Task description:
For the string "think", search the entries below and copy every line where it appears.

Material shown:
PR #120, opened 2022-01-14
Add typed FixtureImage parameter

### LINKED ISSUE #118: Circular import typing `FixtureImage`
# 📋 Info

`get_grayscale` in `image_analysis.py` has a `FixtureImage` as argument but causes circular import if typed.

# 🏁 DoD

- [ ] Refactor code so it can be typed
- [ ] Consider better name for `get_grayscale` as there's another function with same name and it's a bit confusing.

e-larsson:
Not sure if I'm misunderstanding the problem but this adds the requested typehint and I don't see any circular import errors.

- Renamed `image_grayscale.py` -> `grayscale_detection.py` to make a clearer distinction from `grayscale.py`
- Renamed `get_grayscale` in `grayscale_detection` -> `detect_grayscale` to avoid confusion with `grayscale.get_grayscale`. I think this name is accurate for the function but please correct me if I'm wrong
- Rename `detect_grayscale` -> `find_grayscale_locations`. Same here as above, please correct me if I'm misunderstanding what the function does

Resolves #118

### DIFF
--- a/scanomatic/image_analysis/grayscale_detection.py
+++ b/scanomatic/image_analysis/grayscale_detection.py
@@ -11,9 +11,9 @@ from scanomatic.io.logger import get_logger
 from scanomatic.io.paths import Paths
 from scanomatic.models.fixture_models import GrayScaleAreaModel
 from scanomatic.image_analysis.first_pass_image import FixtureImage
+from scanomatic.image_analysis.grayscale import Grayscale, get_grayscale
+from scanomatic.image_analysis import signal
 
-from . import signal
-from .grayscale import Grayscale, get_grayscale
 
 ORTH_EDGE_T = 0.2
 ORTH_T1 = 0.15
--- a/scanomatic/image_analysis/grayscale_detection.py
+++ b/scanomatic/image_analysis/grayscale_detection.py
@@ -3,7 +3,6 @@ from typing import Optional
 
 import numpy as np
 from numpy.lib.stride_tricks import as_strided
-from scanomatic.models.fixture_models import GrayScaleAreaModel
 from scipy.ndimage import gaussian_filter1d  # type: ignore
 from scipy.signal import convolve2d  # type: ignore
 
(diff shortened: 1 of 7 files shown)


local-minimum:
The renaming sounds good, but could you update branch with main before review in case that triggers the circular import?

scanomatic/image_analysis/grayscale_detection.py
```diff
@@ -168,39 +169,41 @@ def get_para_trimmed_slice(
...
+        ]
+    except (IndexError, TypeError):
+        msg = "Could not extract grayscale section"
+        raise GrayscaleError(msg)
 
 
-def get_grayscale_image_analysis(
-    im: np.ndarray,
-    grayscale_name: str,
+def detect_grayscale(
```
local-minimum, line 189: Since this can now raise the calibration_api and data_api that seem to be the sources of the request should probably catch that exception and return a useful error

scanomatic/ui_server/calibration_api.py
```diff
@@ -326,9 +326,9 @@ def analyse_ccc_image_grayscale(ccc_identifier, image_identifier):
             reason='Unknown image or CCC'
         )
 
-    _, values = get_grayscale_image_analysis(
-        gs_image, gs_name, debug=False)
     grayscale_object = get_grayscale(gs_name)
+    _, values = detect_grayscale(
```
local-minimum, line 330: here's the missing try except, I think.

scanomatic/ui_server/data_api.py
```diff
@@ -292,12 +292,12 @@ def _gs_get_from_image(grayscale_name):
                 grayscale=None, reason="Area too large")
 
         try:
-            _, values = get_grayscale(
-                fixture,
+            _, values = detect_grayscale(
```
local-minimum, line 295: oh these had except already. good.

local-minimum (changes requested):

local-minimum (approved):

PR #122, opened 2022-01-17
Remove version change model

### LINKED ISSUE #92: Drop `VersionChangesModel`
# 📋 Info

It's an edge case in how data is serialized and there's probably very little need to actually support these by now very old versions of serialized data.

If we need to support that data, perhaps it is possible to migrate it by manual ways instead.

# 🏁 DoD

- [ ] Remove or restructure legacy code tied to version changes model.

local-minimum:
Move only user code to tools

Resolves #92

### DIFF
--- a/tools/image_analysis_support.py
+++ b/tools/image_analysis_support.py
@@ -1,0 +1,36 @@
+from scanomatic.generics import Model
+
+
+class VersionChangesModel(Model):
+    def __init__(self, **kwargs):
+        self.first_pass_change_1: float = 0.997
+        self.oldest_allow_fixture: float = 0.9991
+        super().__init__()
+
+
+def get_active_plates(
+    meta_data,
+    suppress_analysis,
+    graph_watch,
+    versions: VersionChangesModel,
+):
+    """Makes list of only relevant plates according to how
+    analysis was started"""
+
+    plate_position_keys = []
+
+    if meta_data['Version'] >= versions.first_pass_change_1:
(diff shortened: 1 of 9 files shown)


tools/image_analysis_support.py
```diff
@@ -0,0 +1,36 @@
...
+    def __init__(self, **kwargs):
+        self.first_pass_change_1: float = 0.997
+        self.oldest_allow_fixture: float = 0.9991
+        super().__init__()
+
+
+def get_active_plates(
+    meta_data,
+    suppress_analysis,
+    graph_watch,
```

Written answer:
- Renamed `get_grayscale` in `grayscale_detection` -> `detect_grayscale` to avoid confusion with `grayscale.get_grayscale`. I think this name is accurate for the function but please correct me if I'm wrong
local-minimum, line 330: here's the missing try except, I think.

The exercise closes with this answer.